Rawlings-Goss also heads the education working group within the Big Data Hub consisting of a nationwide network that tackles tough problems like these. And she wants everyone to join the conversation. “Data science is something that can be brought into nearly every discipline; the idea that data science resides in only a few traditional math and computer science disciplines is part of the challenge we are trying to overcome in education,” she said.

National Science Foundation Program Manager Stephanie August, who attended the event said, “NSF is involved because we want to get at the missing voices. We need these participants who are essential but mostly absent and unheard in the movement to develop data science programs.”

Many research universities are developing comprehensive data science programs at the undergraduate and graduate levels. As the movement to develop data science programs grows, a gap is forming that separates research institutions from primarily undergraduate-focused institutions, including community colleges and several minority-serving institutions.

Specific issues discussed included access to data, critical thinking, designing curriculum and assessment, data literacy, diversity, ethics, resources and staffing, building collaborations, and the pipeline to higher education from K-12. Participants also addressed training data science practitioners, and translational data science, or the application of data science principles, techniques, and technologies to scientific problems impacting human or societal welfare.

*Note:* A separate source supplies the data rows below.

PR #231, opened 2024-06-03
SCC-4116 - DRB No Results

dgcohen:
## Ticket:

- JIRA ticket [SCC-4116](https://jira.nypl.org/browse/SCC-4116)

- Renders DRBContainer in Search Results regardless of totalWorks value.
- Adds the DRB no results copy and image based on DFE and renders when totalWorks is 0.
- Adds fileMock file with an empty export to fix failing tests caused by the static image import.
- Adds some copy/styling tweaks to DRBContainer in general as requested by Apoorva in VQA. 

## How has this been tested?

- I have updated the tests for DRBContainer to correctly test for the no results state.

### Checklist:

- [x] Visually QA'd by Apoorva
- [x] Accessibility QA'd by Clare


charmingduchess (approved):

CHANGELOG
```diff
@@ -7,6 +7,9 @@ and this project adheres to [Semantic Versioning](https://semver.org/spec/v2.0.0
 
 ## Prerelease
 
+### Updated
```
EdwinGuzman, line 10: This sounds more like an "Added" or "fixed" feature?

src/components/DRB/DRBContainer.tsx
```diff
@@ -39,38 +42,68 @@ const DRBContainer = ({
...
+              </>
+            </ExternalLink>
+          </>
+        ) : (
+          <>
+            <ExternalLink
+              href={appConfig.urls.drbAbout}
+              aria-label="Explore Digital Research Books Beta"
+            >
+              <Box mb="xs" bg="ui.white" p="s" borderRadius="5px">
```
EdwinGuzman, line 91: You shouldn't render block elements like `div`s inside anchor elements. So update this a span but you make need to make it `display: "inline-block"`.

src/components/DRB/DRBContainer.tsx
```diff
@@ -39,38 +42,68 @@ const DRBContainer = ({
...
+                <Image src={drbPromoImage} alt="" />
```
EdwinGuzman, line 92: Importing the image into the component and then passing it as a value feels wrong. If you put the image file in the `public` directory, then you should be able to put the URL directly here.

EdwinGuzman (changes requested):

pages/search/index.tsx
```diff
@@ -138,13 +138,13 @@ export default function Search({
             ) : null}
             {isLoading ? (
               <SkeletonLoader showImage={false} />
-            ) : drbResponse?.totalWorks > 0 ? (
+            ) : (
               <DRBContainer
                 drbResults={drbResults}
-                totalWorks={drbResponse.totalWorks}
+                totalWorks={drbResponse?.totalWorks || 0}
```
EdwinGuzman, line 144: Based on this and the tests, I think `DRBContainer` should itself be able to render the no results state as its default view. Right now, it depends on the parent passing in the value or `0` and the tests have it explicitly as `0`.

I think `DRBContainer` can set its `totalWorks` prop with an initial default value of `0`.

src/components/DRB/DRBContainer.tsx
dgcohen: The Next JS docs say that the Image component can take a statically loaded asset. It can also take an absolute path, but it'll change based on the environment and using a relative path requires the loader prop:

https://nextjs.org/docs/pages/api-reference/components/image

EdwinGuzman: We discussed this offline: we'll keep this as recommended by Next for local images, including the usage of Next's `Image` component.

EdwinGuzman (approved):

Recent education-enabling projects were showcased at the event. Aleksandr Blekh of Georgia Tech’s College of Engineering introduced participants to his work with JupyterHub, building executable textbooks in support of data science education. The South Hub recently partnered with U.C. Berkeley and completed an installation and demo that included 60 faculty members and deans from across the country interested in using the tool to expand their data science capacity.

The workshop agenda moved from awareness of existing programs, practice and challenges, specific topics and stakeholders, to actions needed to create the vision, curricula, programs, and opportunities of the future. It included discussion of what is important for the future of technology and society in the United States, and improving access to essential and economically viable jobs, especially for minorities and low-income students and workers.

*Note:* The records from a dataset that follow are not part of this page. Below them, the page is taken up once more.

PR #232, opened 2024-06-03
Scc 4141/css standardization

charmingduchess:
## Ticket:

- JIRA ticket [SCC-4141](https://jira.nypl.org/browse/SCC-4141)

- removes redundant styling from modal props
- moves modal heading icons to be children of the text components

## How has this been tested?

Visual verification

-

### Checklist:


7emansell (commented):
Left margin on the check modal for canceling a request is off (same for the change password modal, but that might as well be since there's no stated design for that modal). Otherwise lgtm

src/components/MyAccount/CheckoutsTab/RenewButton.tsx
```diff
@@ -28,22 +28,22 @@ const RenewButton = ({
...
+        <Text>
           This item has been renewed. It is now due back on {checkout?.dueDate}.
         </Text>
       </Box>
     ),
     closeButtonLabel: "OK",
     headingText: (
       <Heading className={styles.modalHeading}>
-        <>
+        <Text>
```
EdwinGuzman, line 39: I don't think it's valid HTML to have a `p` element inside of an `h*` element. Can you move or add any necessary styles to the `Heading` parent?

EdwinGuzman (changes requested):
I can't test this right now because of Sierra Test issues, but the update generally looks okay. The only update that should be made is removing the `Text` component inside of the `Heading` component. It realistically won't cause any issues but it's invalid HTML.

If you need the specific text styles, try moving the styles to the `Heading` component and perhaps use the `size` prop for different font sizes.

charmingduchess:
@EdwinGuzman updated to remove the text components and consolidate the styles to one place in the css module.

src/components/MyAccount/ModalHeading.tsx
```diff
@@ -0,0 +1,21 @@
+import { Heading } from "@nypl/design-system-react-components"
+import styles from "../../../styles/components/MyAccount.module.scss"
+
+// this method is a workaround because the size of the heading can't be updated
+// from the css module. it's a method because the headingText prop of the modal
+// props object requires ONLY a Heading component and won't accept a custom
+// component to be passed in.
```
EdwinGuzman, line 7: This is interesting. For the first part, I think it's because the style props or using the `sx` or `__css` have higher priority than the classname rules. So it sounds like the use of CSS modules isn't completely supported.

The `headingText` prop should accept a string or HTML element. We do prefer a DS `Heading` component but you should be able to pass any other element such as `h2`, `h3`, etc. or even `<span>`s. But you do lose the default styling if it's a span. Can you share what you tried that didn't work?

styles/components/MyAccount.module.scss
```diff
@@ -42,25 +42,26 @@
...
-    letter-spacing: normal;
-  }
-  svg {
-    margin-top: var(--nypl-space-s);
-  }
+  padding-top: var(--nypl-space-s);
+  font-weight: var(--nypl-fontWeights-medium);
+  letter-spacing: normal;
+}
+.string-only {
```
EdwinGuzman, line 52: Nit pick: perhaps `string-only-heading` is a better defining name?

EdwinGuzman (approved):
This looks good and I have some questions and a nitpick but not blockers.

One thing that is different than other modals is the cancel request one. The skeleton loader and heading are not aligned but not sure if it needs to be.
 
Screenshot 2024-06-06 at 4 29 33 PM

src/components/MyAccount/ModalHeading.tsx
charmingduchess: replaced that method invocation with `<h5>`'s. thanks for the suggestion.

EdwinGuzman (approved):
I really liked the idea of the modal heading function you created and I _think_ I know why it wasn't working. It is most likely a logic check in the DS, but either way, this looks good.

Tasha Inniss, director of education and industry outreach at the nonprofit professional society INFORMS said, “We have all gone to conferences that attempt to discuss these issues and policy without having the full representation of the necessary stakeholders. This workshop, fortunately, has been different, because it includes participation of faculty from minority-serving institutions and community colleges as well as representatives from industry and non-profit organizations. Since INFORMS has members who are analytics and operations research professionals and students, I am particularly interested because it fits nicely with our analytics education goals.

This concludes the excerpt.